Source: HF Job [`69f7175f9d85bec4d76f125d`](https://huggingface.co/jobs/cmndcntrlcyber/69f7175f9d85bec4d76f125d),
A100-large, 20 m 38 s.

| Metric                | Base (Qwen2.5-Coder-1.5B + random projector) | Fine-tuned | Δ |
|-----------------------|-----------------------------------------------|------------|---|
| `exact_match`         | 0.0000                                        | 0.0000     | 0 |
| `bleu_4`              | 0.0000                                        | 0.0000     | 0 |
| `mean_edit_similarity`| 0.0382                                        | 0.0446     | **+16.8 %** |
| `syntax_valid_rate` † | 0.1950                                        | 0.6100     | **+213 %** |

† Syntax check uses a Python parser. The test split is multilingual
(java 5,140; ts 5,095; csharp 5,035; python 3,300; cpp 3,156; go 2,086;
rust 1,457; js 857), so the absolute number is not directly comparable to a
Python-only run.
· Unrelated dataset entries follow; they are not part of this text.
PR #968, opened 2026-05-13
TPT-4422: Added options structs for POST/PUT endpoints that were missing them

ezilber-akamai:
## 📝 Description

Added dedicated options structs where they were missing.

## ✔️ How to Test

`make test-unit`
`make test-int`

### DIFF
--- a/instances.go
+++ b/instances.go
@@ -380,6 +380,14 @@ type InstanceResizeOptions struct {
 	AllowAutoDiskResize *bool `json:"allow_auto_disk_resize,omitzero"`
 }
 
+type InstanceBootOptions struct {
+	ConfigID int `json:"config_id"`
+}
+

The **delta is meaningful** because both rows use the same
metric on the same samples.

**Reading the numbers:**

* **Strong positive on `syntax_valid_rate`** (0.195 → 0.610): the adapter has
  learned to emit code-shaped output rather than free-form text.
* **Modest positive on `mean_edit_similarity`** (+16.8 %): predictions are
  closer to references than the baseline.
* **`exact_match = 0` and `bleu_4 = 0` for both runs**: the model is
  *paraphrasing* the source, not *reconstructing* it verbatim. This is a
  reasonable result for a 1.5 B base model with ~5.5 h of training on 26 K
  multilingual samples — full-fidelity code reconstruction from screenshots
  is hard.

See [`docs/eval/phase3-summary.md`](https://github.com/cmndcntrlcyber/code-trainer-offsec-pipeline/blob/main/docs/eval/phase3-summary.md)
for the full provenance, including the prior eval-pipeline bug fix.

## Limitations

* **Not a full transcription model.** Use the fine-tuned model for code
  *suggestions* from screenshots, not for byte-exact reconstruction.
* **Domain shift.** The training screenshots all come from the Monaco renderer
  with VS Code-style themes; behaviour on real IDE screenshots, IDEs other
  than VS Code, or non-Monaco editors is undefined.
* **Multilingual evaluation gap.** The `syntax_valid_rate` metric checks
  Python syntax across all languages; per-language metrics are an open
  follow-up (tracked in `docs/eval/phase3-summary.md`).
* **Small base model.** The 1.5 B decoder limits long-form fidelity; pairing
  with a larger code-trained decoder would likely improve `bleu_4` /
  `exact_match`.

## How to use

```python
# This adapter expects a paired Swin-B vision encoder. Use the loader bundled
# in the source repository:
from src.phase3_vision_model.architecture import VisionLanguageModel
from PIL import Image

model = VisionLanguageModel.from_pretrained(
    vision_encoder="microsoft/swin-base-patch4-window7-224",
    decoder="Qwen/Qwen2.5-Coder-1.5B-Instruct",
    adapter_repo="cmndcntrlcyber/code-trainer-vision-adapter",
).cuda().eval()

image = Image.open("vs_code_screenshot.png").convert("RGB")
print(model.generate(image, max_new_tokens=512))
```

## Reproducibility

* **Code:** [github.com/cmndcntrlcyber/code-trainer-offsec-pipeline](https://github.com/cmndcntrlcyber/code-trainer-offsec-pipeline)
* **Training launcher:**
  ```bash
  python -m src.phase3_vision_model.scripts.launch_vision_training \
      --config src/config/v6_config.yaml --wait
  ```
* **W&B project:** [`rtpi-phase3-vision`](https://wandb.ai/cmndcntrlcyber-c3s-consulting/rtpi-phase3-vision).
* **Cost:** approximately $18 on `a100-large` (~5.5 h training + ~20 min eval).